▸ WHAT YOU NEED TO DO
Below are some records; return each one exactly.

[Saved entries]
PR #614, opened 2025-05-02
Pin run_id in prediciton job

JanMaartenvanDoorn:
- added possibility to pin a certain run_id in the prediction job, this makes it easier to locally itterate on models.
- updated unit tests

### DIFF
--- a/openstef/model/serializer.py
+++ b/openstef/model/serializer.py
@@ -18,6 +18,7 @@ from mlflow.store.artifact.artifact_repository_registry import get_artifact_repo
 from xgboost import XGBModel  # Temporary for backward compatibility
 
 from openstef.data_classes.model_specifications import ModelSpecificationDataClass
+from openstef.data_classes.prediction_job import PredictionJobDataClass
 from openstef.logging.logger_factory import get_logger
 from openstef.metrics.reporter import Report
 from openstef.model.regressors.regressor import OpenstfRegressor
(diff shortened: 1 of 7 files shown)


openstef/model/serializer.py
```diff
@@ -142,20 +143,31 @@ def _log_figures_with_mlflow(self, report) -> None:
 
     def load_model(
         self,
-        experiment_name: str,
+        pj: PredictionJobDataClass,
```
ylvab, line 146: This is not very backward compatible. Would it be better to add the run_id as optional?``
```suggestion
        experiment_name: str,
        model_run_id: typing.Optional[str] = None,
```

ylvab (commented):
What is the standard for backward compatibility in these cases?

openstef/model/serializer.py
JanMaartenvanDoorn: yes good point, now changed this.

openstef/model/serializer.py
```diff
@@ -143,20 +144,29 @@ def _log_figures_with_mlflow(self, report) -> None:
...
-        """Load sklearn compatible model from MLFlow.
+        """ Load an sklearn-compatible model from MLflow.
 
-        Args:
-            experiment_name: Name of the experiment, often the id of the predition job.
+        This method retrieves a trained model and its specifications from MLflow 
+        based on the provided PredictionJobDataClass instance. It supports loading 
+        a specific model run if a run number is provided.
+
+            pj (PredictionJobDataClass): The prediction job data containing the
```
ylvab, line 155: The docstring no longer reflects the api, it needs to be updated.

openstef/pipeline/train_model.py
```diff
@@ -320,7 +320,7 @@ def train_pipeline_step_load_model(
 
     if not ignore_existing_models:
         try:
-            old_model, model_specs = serializer.load_model(experiment_name=str(pj.id))
+            old_model, model_specs = serializer.load_model(str(pj.id))
             old_model_age = old_model.age  # Age attribute is openstef specific
             return old_model, model_specs, old_model_age
         except (AttributeError, FileNotFoundError, LookupError):
```
ylvab, line 326: This will still take the latest existing model, not the specified model. This might be the intended behavior, but needs to be clear. 
Perhaps add a few lines docuementing ignore_existing_models in the docstring on lines 160-170?

ylvab (approved):
This is very useful as it makes it possible to train several models in a production environment but hold off deployment until the new model has been verified.

I have a few comments on clarifying documentation.

openstef/model/serializer.py
JanMaartenvanDoorn: Good catch, updated this.

openstef/pipeline/train_model.py
JanMaartenvanDoorn: Yes thought it would not be needed here to use a specific run id, but on second thought: it is more consistent to use the same logic as for creating forecasts. Now updated the code

openstef/model/serializer.py
lschilders: The docstring still does not specify the correct function args

openstef/pipeline/train_model.py
lschilders: Can you still add docs on `ignore_existing_models`?

JanMaartenvanDoorn: Yes added these

openstef/model/serializer.py
JanMaartenvanDoorn: Now it should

▸ ANSWER TO THE PROBLEM
PR #614, opened 2025-05-02
Pin run_id in prediciton job

JanMaartenvanDoorn:
- added possibility to pin a certain run_id in the prediction job, this makes it easier to locally itterate on models.
- updated unit tests

### DIFF
--- a/openstef/model/serializer.py
+++ b/openstef/model/serializer.py
@@ -18,6 +18,7 @@ from mlflow.store.artifact.artifact_repository_registry import get_artifact_repo
 from xgboost import XGBModel  # Temporary for backward compatibility
 
 from openstef.data_classes.model_specifications import ModelSpecificationDataClass
+from openstef.data_classes.prediction_job import PredictionJobDataClass
 from openstef.logging.logger_factory import get_logger
 from openstef.metrics.reporter import Report
 from openstef.model.regressors.regressor import OpenstfRegressor
(diff shortened: 1 of 7 files shown)


openstef/model/serializer.py
```diff
@@ -142,20 +143,31 @@ def _log_figures_with_mlflow(self, report) -> None:
 
     def load_model(
         self,
-        experiment_name: str,
+        pj: PredictionJobDataClass,
```
ylvab, line 146: This is not very backward compatible. Would it be better to add the run_id as optional?``
```suggestion
        experiment_name: str,
        model_run_id: typing.Optional[str] = None,
```

ylvab (commented):
What is the standard for backward compatibility in these cases?

openstef/model/serializer.py
JanMaartenvanDoorn: yes good point, now changed this.

openstef/model/serializer.py
```diff
@@ -143,20 +144,29 @@ def _log_figures_with_mlflow(self, report) -> None:
...
-        """Load sklearn compatible model from MLFlow.
+        """ Load an sklearn-compatible model from MLflow.
 
-        Args:
-            experiment_name: Name of the experiment, often the id of the predition job.
+        This method retrieves a trained model and its specifications from MLflow 
+        based on the provided PredictionJobDataClass instance. It supports loading 
+        a specific model run if a run number is provided.
+
+            pj (PredictionJobDataClass): The prediction job data containing the
```
ylvab, line 155: The docstring no longer reflects the api, it needs to be updated.

openstef/pipeline/train_model.py
```diff
@@ -320,7 +320,7 @@ def train_pipeline_step_load_model(
 
     if not ignore_existing_models:
         try:
-            old_model, model_specs = serializer.load_model(experiment_name=str(pj.id))
+            old_model, model_specs = serializer.load_model(str(pj.id))
             old_model_age = old_model.age  # Age attribute is openstef specific
             return old_model, model_specs, old_model_age
         except (AttributeError, FileNotFoundError, LookupError):
```
ylvab, line 326: This will still take the latest existing model, not the specified model. This might be the intended behavior, but needs to be clear. 
Perhaps add a few lines docuementing ignore_existing_models in the docstring on lines 160-170?

ylvab (approved):
This is very useful as it makes it possible to train several models in a production environment but hold off deployment until the new model has been verified.

I have a few comments on clarifying documentation.

openstef/model/serializer.py
JanMaartenvanDoorn: Good catch, updated this.

openstef/pipeline/train_model.py
JanMaartenvanDoorn: Yes thought it would not be needed here to use a specific run id, but on second thought: it is more consistent to use the same logic as for creating forecasts. Now updated the code

openstef/model/serializer.py
lschilders: The docstring still does not specify the correct function args

openstef/pipeline/train_model.py
lschilders: Can you still add docs on `ignore_existing_models`?

JanMaartenvanDoorn: Yes added these

openstef/model/serializer.py
JanMaartenvanDoorn: Now it should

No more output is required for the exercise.